Hi all,
I've had some serious success using tidy principles in my text classification project. Following some guides I've been able to produce a classification model that has some pretty strong performance ( > .8 on sensitivity, specificity, recall, and precision). I've gotten as far as creating my predictors / features and putting them into a recipe and juicing it. I've been using these resources:
Here is a truncated version of the R code that shows the model definition:
#cross-validation object
folds <- vfold_cv(train)
#declare a RF classification model
rf_spec <- rand_forest( trees = 500 ) %>%
set_mode("classification") %>%
set_engine("ranger")
rf_spec
#build a 'workflow' by passing the model and the recipe
svm_wf <- workflow() %>%
add_recipe(preprocessing_recipe) %>%
add_model(svm_spec)
svm_wf
#fit the model!
svm_rs <- fit_resamples(
svm_wf,
folds,
metrics = metric_set(recall, precision, sensitivity, specificity, accuracy),
control = control_resamples(save_pred = TRUE)
)
svm_rs
So after defining this model and fitting it, I am able to use it to classify my text!
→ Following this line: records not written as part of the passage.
PR #256, opened 2026-07-29
feat(persistence): publish exeris.shared_scope so RLS can widen reads while writes stay pinned (v0.11 S3, ADR-012 §4b.4)

arkstack-dev:
Stream A's last mechanism slice. Community persistence side of the shared-scope tier.

## The shape turned out simpler than the plan assumed

The kernel ships **no RLS policies** — the deployment owns them, and tenant isolation already works by publishing `exeris.tenant_id` for the policy to read. Shared scope needs nothing more exotic: publish a second session setting and let the policy widen on it.

The useful discovery is that **`WITH CHECK` already expresses owner-scoped write**. A conforming policy widens `USING` and leaves `WITH CHECK` byte-for-byte identical to the tenant-private one:

```sql
CREATE POLICY shared_scope_isolation ON <table>
  USING (tenant_id = current_setting('exeris.tenant_id', true)
         OR (NULLIF(current_setting('exeris.shared_scope', true), '') IS NOT NULL
             AND shared_scope = current_setting('exeris.shared_scope', true)))
  WITH CHECK (tenant_id = current_setting('exeris.tenant_id', true));
```

So "read widens, write pins" needs no new write machinery at all — widening reads does not require relaxing writes. The policy is documented on the interceptor as normative and exercised by the new IT.

## Published on every strategy — and unconditionally

Visibility is orthogonal to placement, so the setting rides all three strategies. SHARED carries it in the statement that already existed (still one round-trip); SEPARATED_SCHEMA and DEDICATED each pay one more. **DEDICATED previously issued no SQL at all**, so that is a genuine cost and the class Javadoc no longer claims otherwise.

**The unconditional part is the security-critical one, not a detail.** `set_config(..., false)` is *session*-scoped, so on a pooled connection a previous request's shared scope survives into the next. Skipping the statement when no scope is declared would silently widen a request that never asked to participate — the same pool-recycle hazard the tenant key already guards against by always writing a value. Absence is published as `""`, and both the unit tests and the IT pin that specific case.

## Verification

Unit tests (9 green): publish, **clear-when-absent**, and per-strategy routing.

`CommunityPersistenceSharedScopeIT` covers the §4b.4 access matrix against a live Postgres — read-widen, write-pin (a tenant *inside* the partition still cannot forge a partition-mate's row), no-pool-bleed, and tenant-private unchanged. Cross-tenant mutation is asserted as **denied, not supported**: out of contract scope per §4b.4, and the assertion exists so it cannot creep in later.

> **The IT compiles but has not run here.** Docker is unavailable in this environment, so it reports as *skipped*, not passed. `persistence-rls-gate` already runs every `integration`-tagged test in this module, so it picks the IT up with no workflow change — **that gate is the actual proof**, not this description.

Full reactor `mvn clean install` green; `pmd:check` + `checkstyle:check` 0 violations.

## PMD pushed back, and it was right

The class total hit 33 against a 30 ceiling once these paths landed. Rather than raise the ceiling, PostgreSQL identifier validation moved into its own `PostgresIdentifier` class — it guards `SET search_path` interpolation, which cannot use a bind parameter, and was never an interception concern. The interceptor also stopped duplicating the prepare/bind/execute/translate skeleton between the two settings.

## Deliberately NOT in this PR

`IdentityStorageMapping` still denies every declared shared scope, so there is no end-to-end path yet — by design.

Flipping that deny needs a signal for *"this deployment's policy honours shared scope"*, and **the kernel cannot introspect it**: the policy lives in the application's DDL, not in anything the kernel ships or reads. Answering it means a cross-subsystem capability seam between Security and Persistence, which deserves its own decision rather than being improvised at the end of this slice. Until then the fail-closed posture from #254 stands, which is the safe state to sit in.

That leaves Stream A's mechanism complete on both sides — carrier and enforcement — with one explicitly-scoped decision between them and the tier going live.

### DIFF
--- a/docs/adr/ADR-012-security-trust-model-upgrade-for-resource-server-validation-and-fail-closed-runtime.md
+++ b/docs/adr/ADR-012-security-trust-model-upgrade-for-resource-server-validation-and-fail-closed-runtime.md
@@ -165,10 +165,18 @@ the RFC deferred to this amendment. **Not yet implemented** — see §10.
   through one mapping site — the contract must be proven from both entry surfaces.
 - `ImmutableStorageContext` must have a constructor-invariant case: `sharedScopeKey` present with
   `isolationKey` absent is rejected (§4b.2).
-- `AbstractPersistenceEngineTck` must carry a shared-vs-tenant **access matrix**: the read-widen path (a
+- The persistence TCK must carry a shared-vs-tenant **access matrix**: the read-widen path (a
   tenant reads another owner's row inside the same shared scope) and the write-pin path (a tenant cannot
   write a row owned by another tenant, inside or outside the shared scope). Cross-tenant mutation stays out
   of scope (§4b.4) and MUST NOT be added to the matrix as an allowed cell.
+  - **Host corrected 2026-07-29 (v0.11 S3): `AbstractSharedScopeAccessMatrixTck`, not
+    `AbstractPersistenceEngineTck`.** This clause originally named the latter. Implementation showed that
+    would be self-defeating: the only in-repo binding of `AbstractPersistenceEngineTck` runs on H2 in
+    PostgreSQL-compatibility mode, and H2 implements neither `CREATE POLICY` nor `current_setting`, so a
+    matrix hosted there could only ever *skip*. That is a vacuous anchor — the same failure class as the
+    wrong-typed isolation case, which sat unbound behind a green suite until 2026-07-29. The matrix
+    therefore lives in its own abstract suite whose binding is a live-database one, which keeps the
+    obligation both abstract and non-vacuous. The requirement is unchanged; only its host is.
 - **"Two bindings" — RULED (amended 2026-07-29).** The §9 two-binding language means *every binding that
   exists in-repo, plus a recorded obligation on out-of-repo bindings* — not "block the contract until a
   second in-repo binding is invented". Only one in-repo persistence binding exists (Community/Postgres), so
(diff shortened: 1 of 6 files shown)


arkstack-dev:
Blocker accepted and fixed in `31a6dcc0` — with one deliberate deviation from the letter of §9, recorded in the ADR rather than glossed over.

You were right, and it stings appropriately: §9 was written the same day by the same hand, and this PR shipped the matrix as a Community-local IT. A binding-local test proves nothing about an out-of-repo binding.

## The matrix is now abstract

`AbstractSharedScopeAccessMatrixTck` — read-widen, write-pin, no-bleed, tenant-private-unchanged, with cross-tenant mutation present only as a denial a binding MUST NOT relax. `CommunityPersistenceSharedScopeIT` becomes its live-PostgreSQL binding, owning only the table, the conforming policy, and the two store operations.

## Why not `AbstractPersistenceEngineTck`, which §9 named

Because hosting it there would have been **self-defeating**, and I'd rather say so than quietly comply.

That suite's only in-repo binding — `CommunityPersistenceEngineTckTest` — runs on **H2 in PostgreSQL-compatibility mode**. H2 implements neither `CREATE POLICY` nor `current_setting`. A matrix hosted there could only ever `assumeTrue(...)`-skip.

That is a **vacuous anchor** — precisely the failure class this repo fixed *earlier today* in #252, where the wrong-typed isolation deny sat unbound behind a green suite because the abstract suite never asked any binding for that token. Satisfying §9 literally would have re-created the exact bug the same milestone just closed.

A dedicated suite with a live-database binding keeps the obligation **abstract and non-vacuous at the same time**, which is what §9 was actually for. The requirement is unchanged; only its host is — and §9 now records the correction and the reason, so the next reader doesn't re-derive it or "fix" it back.

## §10 staleness — also closed

You were right that it was about to become false on merge. Split into:

- **implemented** — the enforcement substrate: Community publishes the setting, `WITH CHECK` pins writes, the matrix is bound
- **not implemented** — and here the original text named the wrong thing. The gap isn't "no binding enforces"; enforcement now exists. It is that **the kernel ships no RLS policy and cannot introspect the deployment's**, so it cannot tell whether a shared scope is honoured. That missing capability seam is the real reason `IdentityStorageMapping` still denies, and naming it correctly is what keeps the next slice pointed at the right problem.

## Nits

- `executeSetConfig`'s `diagnosticKey`-before-varargs shape: fair point on mis-ordering risk. Left as-is — both call sites are covered and inverting the order would put the vararg in the middle, which Java doesn't allow. Worth a small carrier type if a third caller appears.
- The IT's scenarios are no longer duplicated logic — they *are* the abstract suite's, which is the outcome you asked for.

Also moved seeding to `@BeforeEach` with a truncate: the write-pin case deliberately attempts a refused write, so the cases must not inherit each other's residue.

**Gates:** full reactor `mvn clean install` green, `pmd:check` + `checkstyle:check` 0 violations. The matrix still cannot execute here — no Docker, 4 skipped — so `persistence-rls-gate` remains the proof, not this comment.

I feel great about the performance metrics so far and am working on tuning my model. But here's what I really want to know:
How can I report the 'goodness of fit' for each record? Or in other words is there a way to know how well a record matches the given classification?
For example, if the model labels a text record as "positive" based on the features / predictors... how can I describe this particular record's fit to the "positive" class? In conventional statistics there are confidence values, intervals, p values, and so on. Any advice or resources would be helpful, thank you.